Which lines of the listing hold the string "function"? Show each of them.
**** Material for this task ****
Issue #1482, opened 2020-09-08
Currency conversion utility function


bszekely1:
## Type of issue

The overall objective of Prebid is provide global attributes for those that are common across bid adapters, examples being bidfloor, video attributes, etc. This ticket is specific to support for bid floor. When the currency of the bid floor is different than the currency of the bid adapter supports, there needs to be a method bid adapters can call to convert the currency.

## Goals

- Provide a method for PBS bid adapters to convert auction currency of bid floor object

## Proposed Design

If the currency conversion feature is enabled in a host PBS instance, Bid Adapters need a utility function to convert currencies of different types. Below are the technical requirements:

1. As an input, the utility function sold take the impression ID and the desired currency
****
Expected answer:
Currency conversion utility function
If the currency conversion feature is enabled in a host PBS instance, Bid Adapters need a utility function to convert currencies of different types. Below are the technical requirements:
1. As an input, the utility function sold take the impression ID and the desired currency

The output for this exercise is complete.